Friday, July 30, 2010

Cinnamon Raisin Bread


As I stated in a previous post, I am trying to go through a selection of recipes from The Bread Baker's Apprentice. The first bread I chose was Cinnamon Raisin Bread. I tend to make things such as muffins or breads for breakfast because my husband is off and running in the morning before being able to sit and have breakfast and I also run out the door early some mornings. It just makes it easier for me to have a pre-made breakfast on hand to be able to grab or pack for my husband. I saw Cinnamon Raisin Bread and thought it would be perfect to put in the toaster before running out the door and it reminded me of the store-bought cinnamon raisin bread I used to have when visiting my grandparents. Mmmmm, that toast was good! It took me a while to finally find the time to make the bread, but it was worth it!

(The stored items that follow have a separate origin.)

Issue #195, opened 2026-05-14
UI design system & visual identity — call for contributors


debba:
I'm a backend dev. I built most of the current UI by eye, without any design background. It works, but it looks like what it is: a frontend assembled one modal at a time, with colors and spacing picked on the spot.

Some examples of what I mean:

- the logo is a placeholder I never replaced
- the color palette grew organically. The CSS variables in `src/index.css` (`bg-base`, `bg-elevated`, `text-primary`, etc.) are an attempt to centralize it, but the values themselves were chosen by trial and error
- spacing is inconsistent across pages. You'll find `p-3`, `p-4`, `p-5` on similar-looking containers depending on which file I was in that day
- button, input and modal styles drift between the Connection modal, the Settings page, the plugin modals and the query editor toolbar
- icons (lucide) get a different size or stroke depending on the component
- light/dark themes are kept in sync manually, so they fall out of sync

What I'd like to do, eventually:

- a real logo, in the sizes the app actually needs (titlebar, about, favicon, GitHub social preview)
- a documented palette with semantic roles (surfaces, text levels, accent, success/warning/danger/info), with light and dark generated from the same source instead of maintained twice by hand
- one type scale, one spacing scale, used everywhere
- shared primitives for button/input/select/tab/modal/tooltip. `SettingControls.tsx` already does this for the Settings page — the same pattern should cover the rest of the app
- a short doc somewhere that says \"here's the palette, here's the spacing scale, here's how to build a modal,\" so the next contributor doesn't have to reverse-engineer my taste

To be clear: this isn't a UX rework. The sidebar, the tabs, the settings layout, the query editor flow — they're fine. This is purely about visual consistency and having a written-down system instead of vibes.

If you have a design background and want to weigh in (palette proposals, a logo concept, a Figma file, or just opinions on the current state), please comment. I'd rather do this once with someone who knows what they're doing than keep iterating on instinct.

For devs: once direction is decided the migration can be split into smaller follow-up issues, primitive by primitive.

wajrock:
Hi I'd like to work on this, are you still looking for someone ?

debba:
There is a girl who is working on it, but having another one would be wonderful! 
So you are more than welcome!

If you want you can reach us on Discord: https://discord.com/invite/K2hmhfHRSt

wajrock:
Done! Is it good for you ?

PR #369, opened 2026-06-24
feat(editor): window controls and detachable results panel

debba:
## What this does

The query results panel had a single chevron to collapse it and not much else. This PR turns the panel header into the familiar set of window controls and adds the ability to pop results out into their own window.

Manual drag-to-resize of the panel is untouched.

### Window controls (right side of the results bar)

- **Minimize** and **Close** collapse the panel — no data is lost, the existing "Show Results" button brings it back.
- **Maximize** hides the editor so results take the full height; the same button restores the split.
- **Detach** opens the results in a separate window.

### Detachable results

Detach pops the active tab's results into their own OS window. While detached, the in-app panel shows a "results detached" placeholder with a **Re-attach** button.

Each window is bound to the tab it was opened from, so:

- it keeps showing that tab's results even when you switch tabs in the main window;
- you can detach several tabs into several windows at the same time;
- closing a tab closes its detached window.

The main window stays the single source of truth. It pushes result state to each detached window over Tauri events keyed by tab id, and the windows send user actions back (pagination, page change, entry select / close / rename, load count) to be applied to the right tab. No query or DB logic is duplicated in the detached window — it renders the existing `MultiResultPanel` / `ResultEntryContent` and forwards everything else.

## How it's built

- `src-tauri/src/results_window.rs` — `open_results_window` / `close_results_window` commands; one window per tab (label `results-window-{tabId}`), remembered bounds, emits `results-window:closed` on close.
- `src/utils/resultsWindowSync.ts` — the event protocol (sync payload, action envelope) plus pure helpers (`buildSyncPayload`, `applyAction`, `singleResultToEntry`), with unit tests.
- `src/pages/ResultsWindowPage.tsx` — the detached window, reuses the existing result components.
- `src/pages/Editor.tsx` — the header controls and the sync/action wiring.
- New tooltip and placeholder strings added across all 8 locales.

## Scope / not in this PR

In-place row editing (insert / delete / pending changes) is intentionally not available from inside the detached window for now — that machinery is tightly coupled to the main editor. In-grid scroll, sort, cell copy and pagination all work.

## Testing

- `npx tsc --noEmit` — clean
- `npm run build` — clean
- `npm test` (`resultsWindowSync` plus the full suite) — green
- `cargo check` and `cargo test results_window` — green

## Context

Framed as part of the UI consistency effort in #195. This isn't a design-system change in itself, but it brings the results panel in line with conventional window affordances and adds a feature that was awkward to do before. Relates to #195.


NewtTheWolf (dismissed):
Reviewed locally — really nice feature, and cleanly built: the action handlers are properly tab-keyed, the main window stays the source of truth, and no query/DB logic is duplicated. Unit tests pass (11/11), tsc clean, i18n complete across all 8 locales, and the new Tauri commands are registered. 🙏

I can confirm all three of @kilo-code-bot's warnings are real — they're shared main-window UI state leaking into actions a *detached* window triggers, so no data loss, but worth tidying:

1. [`Editor.tsx:698`](https://github.com/TabularisDB/tabularis/blob/e9196af214fceaacb7a780f6ec80db2abf747cff/src/pages/Editor.tsx#L698) — `runQuery` calls `setIsResultsCollapsed(false)` (and would pop `setQueryParamsModal` for parameterised queries), so a re-run/page-change from a detached window **re-expands the main panel** — which slightly defeats the point of detaching. This is the one I'd fix before merge.
2. [`Editor.tsx:1095`](https://github.com/TabularisDB/tabularis/blob/e9196af214fceaacb7a780f6ec80db2abf747cff/src/pages/Editor.tsx#L1095) — `loadCount` flips the global `setIsCountLoading`, so a detached count-load shows a spinner on the *active* tab. Cosmetic.
3. [`Editor.tsx:1292`](https://github.com/TabularisDB/tabularis/blob/e9196af214fceaacb7a780f6ec80db2abf747cff/src/pages/Editor.tsx#L1292) — `applyAction` has no `detachedTabIds.has(tabId)` guard; low risk since events only come from app-owned windows, but cheap defense-in-depth.

#2 and #3 are polish and fine as follow-ups. Approving — just flagging #1 as worth a look first.

debba:
Thanks for the thorough review! Fixed all three — they boiled down to detached-window actions leaking into main-window-only UI state, so I gated each on whether the target tab is actually detached.

To do that without re-creating the callbacks or reading stale closures, I added a `detachedTabIdsRef` kept in sync next to `tabsRef`/`activeTabIdRef`:

1. **`runQuery`** — `setIsResultsCollapsed(false)` and the `setQueryParamsModal` pop now only fire when the target tab is *not* detached, so a re-run/page-change from a detached window no longer re-expands the main panel (and won't hijack the active tab with a params modal).
2. **`loadCount`** — `setIsCountLoading` is skipped for detached counts, so the spinner no longer flashes on the active main-window tab.
3. **`applyAction`** — the action listener now early-returns unless `detachedTabIdsRef.current.has(tabId)`, as defense in depth against events for a reattached/unknown tab.

Build, `tsc`, and ESLint are clean, and the full test suite passes (2635/2635).

NewtTheWolf:
Re-reviewed locally after merging `main` in. **No blockers — mergeable as-is.** A few minor nits I noticed; happy to leave them as follow-ups or fix in this PR, your call:

1. **`react.md` #2 — sync `setState` in effect** (`Editor.tsx`, orphan-cleanup effect): `setDetachedTabIds(...)` is called synchronously inside the `useEffect` body. Could let the `results-window:closed` listener own the pruning so the effect stays side-effect-only.
2. **Detach init race** (`Editor.tsx`): the `ready`/`action`/`closed` listeners are gated behind `detachedTabIds.size > 0` and `listen()` registers async, so a freshly opened window's `ready` handshake can be missed (window stuck on "Loading…"). Registering them unconditionally (the action listener already self-guards via `detachedTabIdsRef`) removes the race.
3. **Window bounds are global** (`results_window.rs`): `last_bounds: Mutex<Option<WindowBounds>>` is shared across all detached windows, so with multi-detach each new window opens on top of the last one. A `HashMap<tab_id, _>` would remember per tab.
4. **outer vs inner size drift** (`results_window.rs`): bounds are saved from `outer_size()` but restored via `.inner_size(...)`, so the window grows by the decoration height on each detach→close→reopen cycle.
5. *(tiny)* the two `results_window` tests only exercise `Mutex<Option<_>>` get/set; `window_label()` is the actual pure helper and is untested.

Want me to push fixes for any of these, or merge and follow up separately?

debba:
Thanks for the thorough re-review! I've addressed all five points in two commits (`a95471e` and `e4f5c6c`):

1. **Sync `setState` in effect** — the orphan-cleanup effect no longer prunes `detachedTabIds` itself. Closing the window emits `results-window:closed`, and that listener now owns the pruning, so the effect stays side-effect-only.
2. **Detach init race** — removed the `detachedTabIds.size > 0` gate; the `ready`/`action`/`closed` listeners are now registered unconditionally at mount, so a freshly opened window's `ready` handshake can't be missed. Each handler self-guards (action via `detachedTabIdsRef`, ready via the `tabsRef` lookup, closed via `prev.has`), and `detachedTabIds` was dropped from the deps to avoid needless re-registration.
3. **Global window bounds** — `last_bounds: Mutex<Option<WindowBounds>>` is now `bounds: Mutex<HashMap<String, WindowBounds>>`, keyed by `tab_id`, so each detached window reopens at its own last position instead of stacking.
4. **outer vs inner size drift** — bounds are now saved from `inner_size()` to match the `.inner_size(...)` restore, so the window no longer grows by the decoration height on each detach→close→reopen cycle.
5. **Tests** — added coverage for the `window_label()` pure helper and for per-tab bounds storage.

My bread took all day because it took much longer to ferment than the book suggested. I think I even put the loaves in the oven before they rose to the suggested height, but I didn't want to wait any longer. I think it took much longer because our house is very cool, which is not the ideal temperature for bread fermentation. With that said, it turned out delicious!

2 comments:

Karen said...

That looks delicious! This can turned into a science lesson-- fermenting and yeast!

Unknown said...

If you're having trouble getting it to rise next time, put it in the oven (while off!!!). Under it, put a bowl of hot tap water covered with a towel. It's a trick for raising the temperature just a bit. Also, you can turn on the oven light to add just a touch more heat.

Oh yeah -- that's the first one I made, too! Lol!